● **WHAT TO PRODUCE**
Figure out the number of lines in the data that hold the string "hide". Reply with that figure only.

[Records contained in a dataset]

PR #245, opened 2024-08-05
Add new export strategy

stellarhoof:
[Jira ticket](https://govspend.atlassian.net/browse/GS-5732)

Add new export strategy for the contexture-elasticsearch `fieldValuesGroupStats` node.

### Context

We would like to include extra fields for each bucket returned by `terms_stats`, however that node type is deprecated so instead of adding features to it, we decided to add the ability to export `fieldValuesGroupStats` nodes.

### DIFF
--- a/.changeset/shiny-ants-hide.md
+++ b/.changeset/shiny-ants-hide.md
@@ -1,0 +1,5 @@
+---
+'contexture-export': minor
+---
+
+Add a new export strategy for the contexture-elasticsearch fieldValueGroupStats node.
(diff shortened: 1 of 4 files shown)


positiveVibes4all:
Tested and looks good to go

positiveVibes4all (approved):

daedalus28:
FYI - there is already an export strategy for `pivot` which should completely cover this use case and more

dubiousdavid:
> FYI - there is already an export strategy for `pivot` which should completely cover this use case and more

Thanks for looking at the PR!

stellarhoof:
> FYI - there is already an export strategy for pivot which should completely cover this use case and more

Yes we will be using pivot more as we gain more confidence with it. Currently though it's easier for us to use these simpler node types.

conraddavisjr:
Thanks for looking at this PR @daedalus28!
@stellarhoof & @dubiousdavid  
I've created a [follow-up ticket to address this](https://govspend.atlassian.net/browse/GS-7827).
==
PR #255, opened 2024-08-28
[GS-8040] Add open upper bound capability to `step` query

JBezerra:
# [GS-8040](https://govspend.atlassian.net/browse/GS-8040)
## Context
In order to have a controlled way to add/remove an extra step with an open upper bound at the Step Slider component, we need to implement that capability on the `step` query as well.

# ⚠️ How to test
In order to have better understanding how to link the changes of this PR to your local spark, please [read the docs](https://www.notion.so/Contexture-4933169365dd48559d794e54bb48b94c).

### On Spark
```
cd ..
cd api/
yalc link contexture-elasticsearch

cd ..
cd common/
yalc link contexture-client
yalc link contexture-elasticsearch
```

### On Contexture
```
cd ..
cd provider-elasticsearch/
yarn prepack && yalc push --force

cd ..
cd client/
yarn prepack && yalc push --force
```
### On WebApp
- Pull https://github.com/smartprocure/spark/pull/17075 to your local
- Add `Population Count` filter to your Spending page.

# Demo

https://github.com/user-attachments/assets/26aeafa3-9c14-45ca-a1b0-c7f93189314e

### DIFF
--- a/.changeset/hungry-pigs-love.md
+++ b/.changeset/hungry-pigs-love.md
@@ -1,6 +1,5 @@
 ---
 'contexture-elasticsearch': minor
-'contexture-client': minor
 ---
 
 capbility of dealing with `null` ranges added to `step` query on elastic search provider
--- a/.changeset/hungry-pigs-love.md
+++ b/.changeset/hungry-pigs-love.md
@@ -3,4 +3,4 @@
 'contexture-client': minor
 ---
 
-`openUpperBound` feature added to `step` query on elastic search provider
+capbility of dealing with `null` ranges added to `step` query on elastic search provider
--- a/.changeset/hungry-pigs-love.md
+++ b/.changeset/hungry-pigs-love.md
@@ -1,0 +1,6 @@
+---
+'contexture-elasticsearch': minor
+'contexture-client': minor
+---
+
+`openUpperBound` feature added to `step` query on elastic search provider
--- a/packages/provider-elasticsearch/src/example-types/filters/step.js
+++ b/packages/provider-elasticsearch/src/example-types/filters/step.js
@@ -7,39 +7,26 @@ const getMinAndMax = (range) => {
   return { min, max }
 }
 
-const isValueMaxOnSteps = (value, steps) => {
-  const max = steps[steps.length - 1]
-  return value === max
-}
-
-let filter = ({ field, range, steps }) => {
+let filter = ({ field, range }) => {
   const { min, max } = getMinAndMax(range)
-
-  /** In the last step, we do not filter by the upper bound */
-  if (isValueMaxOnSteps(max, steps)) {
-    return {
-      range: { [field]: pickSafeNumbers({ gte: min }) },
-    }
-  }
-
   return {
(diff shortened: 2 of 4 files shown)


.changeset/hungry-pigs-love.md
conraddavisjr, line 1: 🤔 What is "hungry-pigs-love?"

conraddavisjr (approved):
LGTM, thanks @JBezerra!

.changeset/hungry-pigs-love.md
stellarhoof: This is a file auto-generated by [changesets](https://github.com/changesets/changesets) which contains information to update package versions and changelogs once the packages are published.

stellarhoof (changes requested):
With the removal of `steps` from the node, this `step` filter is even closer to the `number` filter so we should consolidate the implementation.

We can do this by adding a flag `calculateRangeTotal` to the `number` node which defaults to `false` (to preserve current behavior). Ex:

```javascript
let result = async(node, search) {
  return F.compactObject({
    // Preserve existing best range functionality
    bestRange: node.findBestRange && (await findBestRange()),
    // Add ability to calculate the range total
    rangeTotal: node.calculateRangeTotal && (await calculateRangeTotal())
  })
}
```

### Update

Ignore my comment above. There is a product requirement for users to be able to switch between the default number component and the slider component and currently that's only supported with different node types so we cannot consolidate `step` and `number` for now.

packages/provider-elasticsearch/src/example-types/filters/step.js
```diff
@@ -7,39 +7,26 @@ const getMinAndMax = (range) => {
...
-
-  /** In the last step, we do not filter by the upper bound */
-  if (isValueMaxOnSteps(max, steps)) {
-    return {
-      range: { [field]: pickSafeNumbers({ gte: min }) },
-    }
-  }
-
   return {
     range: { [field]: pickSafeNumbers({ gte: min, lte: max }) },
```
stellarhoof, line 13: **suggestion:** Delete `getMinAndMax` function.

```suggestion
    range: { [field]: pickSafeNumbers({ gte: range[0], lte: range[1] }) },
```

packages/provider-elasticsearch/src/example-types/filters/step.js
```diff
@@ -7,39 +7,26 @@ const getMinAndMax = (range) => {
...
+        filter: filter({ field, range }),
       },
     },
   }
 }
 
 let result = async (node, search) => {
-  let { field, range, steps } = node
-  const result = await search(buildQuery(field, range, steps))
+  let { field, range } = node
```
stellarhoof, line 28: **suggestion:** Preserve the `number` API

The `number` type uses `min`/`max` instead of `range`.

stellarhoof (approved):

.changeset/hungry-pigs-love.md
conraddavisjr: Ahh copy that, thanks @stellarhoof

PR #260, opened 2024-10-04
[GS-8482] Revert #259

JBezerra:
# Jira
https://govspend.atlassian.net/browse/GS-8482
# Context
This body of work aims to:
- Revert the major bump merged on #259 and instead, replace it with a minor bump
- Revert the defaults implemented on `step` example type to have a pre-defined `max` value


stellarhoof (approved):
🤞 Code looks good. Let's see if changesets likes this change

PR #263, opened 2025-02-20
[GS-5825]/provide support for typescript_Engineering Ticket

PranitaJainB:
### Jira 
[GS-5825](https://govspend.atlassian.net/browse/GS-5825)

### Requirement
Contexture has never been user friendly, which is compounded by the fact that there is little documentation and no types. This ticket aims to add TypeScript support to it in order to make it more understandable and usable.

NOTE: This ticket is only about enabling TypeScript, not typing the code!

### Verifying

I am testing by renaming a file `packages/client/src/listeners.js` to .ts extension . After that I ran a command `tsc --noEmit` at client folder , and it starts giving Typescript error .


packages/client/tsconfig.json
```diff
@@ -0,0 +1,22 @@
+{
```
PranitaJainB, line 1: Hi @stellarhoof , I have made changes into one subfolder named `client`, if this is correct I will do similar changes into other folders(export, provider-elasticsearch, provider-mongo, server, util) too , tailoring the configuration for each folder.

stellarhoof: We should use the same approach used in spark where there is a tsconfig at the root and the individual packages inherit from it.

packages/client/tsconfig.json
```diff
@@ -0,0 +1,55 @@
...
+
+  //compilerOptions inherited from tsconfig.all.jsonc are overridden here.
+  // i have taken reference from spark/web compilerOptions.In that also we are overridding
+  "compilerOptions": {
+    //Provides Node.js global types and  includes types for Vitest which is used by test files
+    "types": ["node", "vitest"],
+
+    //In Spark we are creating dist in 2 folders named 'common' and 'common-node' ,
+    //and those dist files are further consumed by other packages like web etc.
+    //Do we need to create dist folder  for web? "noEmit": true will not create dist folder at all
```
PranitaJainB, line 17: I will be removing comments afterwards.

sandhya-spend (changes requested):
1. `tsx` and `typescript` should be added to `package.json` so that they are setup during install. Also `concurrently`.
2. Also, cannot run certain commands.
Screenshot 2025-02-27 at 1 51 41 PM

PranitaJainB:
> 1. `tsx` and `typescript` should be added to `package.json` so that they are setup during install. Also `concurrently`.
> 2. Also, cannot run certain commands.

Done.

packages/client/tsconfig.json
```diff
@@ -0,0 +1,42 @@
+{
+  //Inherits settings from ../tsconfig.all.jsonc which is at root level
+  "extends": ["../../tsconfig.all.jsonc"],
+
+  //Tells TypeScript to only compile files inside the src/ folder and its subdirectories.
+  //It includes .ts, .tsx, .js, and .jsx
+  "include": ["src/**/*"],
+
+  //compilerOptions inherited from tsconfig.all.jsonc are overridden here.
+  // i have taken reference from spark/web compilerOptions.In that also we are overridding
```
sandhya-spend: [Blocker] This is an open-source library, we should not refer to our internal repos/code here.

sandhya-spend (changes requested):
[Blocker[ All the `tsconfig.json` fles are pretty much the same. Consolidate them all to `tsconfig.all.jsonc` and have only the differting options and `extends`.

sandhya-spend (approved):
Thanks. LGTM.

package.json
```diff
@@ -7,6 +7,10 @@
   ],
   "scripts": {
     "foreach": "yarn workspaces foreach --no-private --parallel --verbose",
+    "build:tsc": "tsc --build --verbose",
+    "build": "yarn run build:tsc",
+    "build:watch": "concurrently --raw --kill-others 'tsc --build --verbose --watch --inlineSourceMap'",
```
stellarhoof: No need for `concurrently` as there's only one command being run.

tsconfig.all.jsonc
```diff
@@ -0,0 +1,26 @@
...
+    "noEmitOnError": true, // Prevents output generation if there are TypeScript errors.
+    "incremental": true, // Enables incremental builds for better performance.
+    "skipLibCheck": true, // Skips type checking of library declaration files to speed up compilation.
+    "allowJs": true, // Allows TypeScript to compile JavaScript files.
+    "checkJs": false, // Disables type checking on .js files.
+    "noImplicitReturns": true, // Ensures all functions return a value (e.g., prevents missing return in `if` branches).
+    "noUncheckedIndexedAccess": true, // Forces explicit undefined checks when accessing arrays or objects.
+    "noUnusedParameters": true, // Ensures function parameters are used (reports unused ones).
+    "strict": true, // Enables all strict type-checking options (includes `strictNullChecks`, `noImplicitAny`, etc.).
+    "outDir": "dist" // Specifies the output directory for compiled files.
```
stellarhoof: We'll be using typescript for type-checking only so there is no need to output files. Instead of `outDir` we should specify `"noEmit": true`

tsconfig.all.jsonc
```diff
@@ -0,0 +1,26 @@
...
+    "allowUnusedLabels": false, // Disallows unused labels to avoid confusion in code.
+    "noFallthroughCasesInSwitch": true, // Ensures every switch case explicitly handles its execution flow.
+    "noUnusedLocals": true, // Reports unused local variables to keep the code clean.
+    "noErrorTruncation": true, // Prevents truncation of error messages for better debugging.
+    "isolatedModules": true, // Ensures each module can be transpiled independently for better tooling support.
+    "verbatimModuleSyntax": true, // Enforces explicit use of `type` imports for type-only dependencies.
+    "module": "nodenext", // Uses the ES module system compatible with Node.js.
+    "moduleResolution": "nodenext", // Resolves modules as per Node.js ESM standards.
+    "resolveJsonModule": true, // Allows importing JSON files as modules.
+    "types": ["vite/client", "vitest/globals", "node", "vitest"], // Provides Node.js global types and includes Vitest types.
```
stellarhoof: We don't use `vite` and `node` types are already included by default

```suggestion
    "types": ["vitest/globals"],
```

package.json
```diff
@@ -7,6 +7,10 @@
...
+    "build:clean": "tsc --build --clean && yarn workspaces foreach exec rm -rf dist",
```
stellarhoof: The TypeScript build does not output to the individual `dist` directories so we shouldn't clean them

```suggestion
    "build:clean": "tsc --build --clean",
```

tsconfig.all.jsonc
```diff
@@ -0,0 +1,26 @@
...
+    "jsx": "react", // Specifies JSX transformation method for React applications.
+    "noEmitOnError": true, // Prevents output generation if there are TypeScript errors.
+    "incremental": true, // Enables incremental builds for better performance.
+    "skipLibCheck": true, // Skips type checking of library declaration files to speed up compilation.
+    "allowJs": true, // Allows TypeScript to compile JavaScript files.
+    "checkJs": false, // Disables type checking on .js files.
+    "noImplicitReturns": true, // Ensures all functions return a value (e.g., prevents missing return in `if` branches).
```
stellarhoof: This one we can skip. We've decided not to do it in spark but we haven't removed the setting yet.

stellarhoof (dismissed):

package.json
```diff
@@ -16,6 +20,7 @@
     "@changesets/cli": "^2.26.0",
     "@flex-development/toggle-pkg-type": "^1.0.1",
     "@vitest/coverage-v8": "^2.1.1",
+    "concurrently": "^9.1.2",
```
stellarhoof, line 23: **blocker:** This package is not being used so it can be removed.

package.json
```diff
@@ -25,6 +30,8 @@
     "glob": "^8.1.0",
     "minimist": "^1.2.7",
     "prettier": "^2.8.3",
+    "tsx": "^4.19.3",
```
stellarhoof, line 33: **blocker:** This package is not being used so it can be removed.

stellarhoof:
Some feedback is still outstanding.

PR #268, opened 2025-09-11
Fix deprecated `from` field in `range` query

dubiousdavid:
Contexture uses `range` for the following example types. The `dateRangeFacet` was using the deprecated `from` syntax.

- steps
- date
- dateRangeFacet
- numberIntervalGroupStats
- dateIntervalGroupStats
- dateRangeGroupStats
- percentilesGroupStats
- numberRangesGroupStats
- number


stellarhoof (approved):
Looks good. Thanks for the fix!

● **OUTPUT BELOW**
2